[Work instruction] Look below for the line that has "PR #139, opened 2024-04-18". Set down the lines from there through the line that has "We permit to", exactly as written.

[Dataset entries]
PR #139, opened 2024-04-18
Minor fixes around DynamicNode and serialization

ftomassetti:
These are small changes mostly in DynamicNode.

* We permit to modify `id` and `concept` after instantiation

==

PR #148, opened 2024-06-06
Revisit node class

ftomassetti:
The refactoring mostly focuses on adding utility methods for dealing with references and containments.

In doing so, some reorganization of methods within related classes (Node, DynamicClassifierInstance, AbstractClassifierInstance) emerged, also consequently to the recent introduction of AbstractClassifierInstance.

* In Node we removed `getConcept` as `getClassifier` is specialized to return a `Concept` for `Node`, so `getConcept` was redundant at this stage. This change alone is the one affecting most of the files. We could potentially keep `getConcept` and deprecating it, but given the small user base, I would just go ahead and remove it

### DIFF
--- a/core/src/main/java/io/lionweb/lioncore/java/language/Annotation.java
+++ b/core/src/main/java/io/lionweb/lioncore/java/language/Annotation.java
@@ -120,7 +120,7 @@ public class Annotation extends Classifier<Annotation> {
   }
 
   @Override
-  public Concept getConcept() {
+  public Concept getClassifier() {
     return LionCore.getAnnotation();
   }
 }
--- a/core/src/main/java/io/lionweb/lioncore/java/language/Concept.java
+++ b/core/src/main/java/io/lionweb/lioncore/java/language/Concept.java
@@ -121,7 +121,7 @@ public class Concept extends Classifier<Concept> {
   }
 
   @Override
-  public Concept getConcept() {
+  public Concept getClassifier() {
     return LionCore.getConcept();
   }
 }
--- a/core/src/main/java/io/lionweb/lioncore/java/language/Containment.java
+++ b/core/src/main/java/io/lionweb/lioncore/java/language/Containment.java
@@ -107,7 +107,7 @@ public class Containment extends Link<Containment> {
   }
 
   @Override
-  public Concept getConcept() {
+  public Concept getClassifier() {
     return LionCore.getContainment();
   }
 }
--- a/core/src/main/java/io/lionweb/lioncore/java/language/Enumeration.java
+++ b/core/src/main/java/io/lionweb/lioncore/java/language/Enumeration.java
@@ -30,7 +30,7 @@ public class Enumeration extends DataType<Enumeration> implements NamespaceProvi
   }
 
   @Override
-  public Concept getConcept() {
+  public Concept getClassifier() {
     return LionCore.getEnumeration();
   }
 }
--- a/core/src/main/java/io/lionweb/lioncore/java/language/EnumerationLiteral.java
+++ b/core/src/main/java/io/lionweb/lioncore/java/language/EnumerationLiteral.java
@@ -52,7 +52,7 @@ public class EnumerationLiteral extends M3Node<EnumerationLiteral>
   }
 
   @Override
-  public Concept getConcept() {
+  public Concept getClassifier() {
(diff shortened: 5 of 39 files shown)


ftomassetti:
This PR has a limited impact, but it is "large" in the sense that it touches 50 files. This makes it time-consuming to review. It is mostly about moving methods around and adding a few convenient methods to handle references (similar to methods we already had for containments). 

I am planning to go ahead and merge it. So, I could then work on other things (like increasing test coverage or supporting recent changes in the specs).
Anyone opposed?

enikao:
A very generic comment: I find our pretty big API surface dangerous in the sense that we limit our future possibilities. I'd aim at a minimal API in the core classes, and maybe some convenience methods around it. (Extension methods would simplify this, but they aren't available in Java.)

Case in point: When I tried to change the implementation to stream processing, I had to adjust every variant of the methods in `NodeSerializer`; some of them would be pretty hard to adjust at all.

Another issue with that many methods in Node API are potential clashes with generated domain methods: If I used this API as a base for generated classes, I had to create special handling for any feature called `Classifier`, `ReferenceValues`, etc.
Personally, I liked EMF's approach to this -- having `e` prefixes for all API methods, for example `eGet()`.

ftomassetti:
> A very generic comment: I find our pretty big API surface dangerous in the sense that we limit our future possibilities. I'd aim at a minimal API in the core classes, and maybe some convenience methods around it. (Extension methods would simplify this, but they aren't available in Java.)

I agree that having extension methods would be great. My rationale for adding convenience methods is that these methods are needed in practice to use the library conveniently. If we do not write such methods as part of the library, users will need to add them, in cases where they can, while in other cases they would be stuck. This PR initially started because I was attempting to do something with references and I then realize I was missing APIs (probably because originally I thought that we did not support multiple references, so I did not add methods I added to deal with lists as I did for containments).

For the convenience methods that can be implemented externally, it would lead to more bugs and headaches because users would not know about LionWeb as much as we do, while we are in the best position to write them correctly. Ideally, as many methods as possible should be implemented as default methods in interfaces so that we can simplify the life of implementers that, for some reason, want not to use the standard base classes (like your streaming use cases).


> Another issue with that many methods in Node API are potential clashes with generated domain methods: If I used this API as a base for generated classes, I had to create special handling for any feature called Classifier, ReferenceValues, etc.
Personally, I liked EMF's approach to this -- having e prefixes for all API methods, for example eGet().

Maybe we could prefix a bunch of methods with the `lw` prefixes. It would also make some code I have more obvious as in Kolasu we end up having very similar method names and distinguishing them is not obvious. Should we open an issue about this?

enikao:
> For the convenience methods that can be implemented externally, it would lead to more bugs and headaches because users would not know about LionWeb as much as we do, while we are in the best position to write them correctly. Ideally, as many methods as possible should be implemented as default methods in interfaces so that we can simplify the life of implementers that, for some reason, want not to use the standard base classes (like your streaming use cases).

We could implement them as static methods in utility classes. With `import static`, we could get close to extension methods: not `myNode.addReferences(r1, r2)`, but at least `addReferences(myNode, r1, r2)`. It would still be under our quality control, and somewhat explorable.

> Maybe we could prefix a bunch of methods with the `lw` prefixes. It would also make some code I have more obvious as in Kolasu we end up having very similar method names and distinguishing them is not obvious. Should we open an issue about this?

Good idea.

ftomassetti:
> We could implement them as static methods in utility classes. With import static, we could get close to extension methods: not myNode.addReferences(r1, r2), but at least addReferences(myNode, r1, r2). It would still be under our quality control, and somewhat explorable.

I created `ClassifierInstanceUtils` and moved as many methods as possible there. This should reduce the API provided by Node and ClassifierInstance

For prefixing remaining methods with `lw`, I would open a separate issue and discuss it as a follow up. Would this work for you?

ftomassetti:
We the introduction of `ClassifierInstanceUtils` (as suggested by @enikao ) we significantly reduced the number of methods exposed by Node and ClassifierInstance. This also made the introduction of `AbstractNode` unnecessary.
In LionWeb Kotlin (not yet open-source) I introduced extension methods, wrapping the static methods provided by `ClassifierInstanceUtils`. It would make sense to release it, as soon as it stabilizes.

[Written response]
PR #139, opened 2024-04-18
Minor fixes around DynamicNode and serialization

ftomassetti:
These are small changes mostly in DynamicNode.

* We permit to modify `id` and `concept` after instantiation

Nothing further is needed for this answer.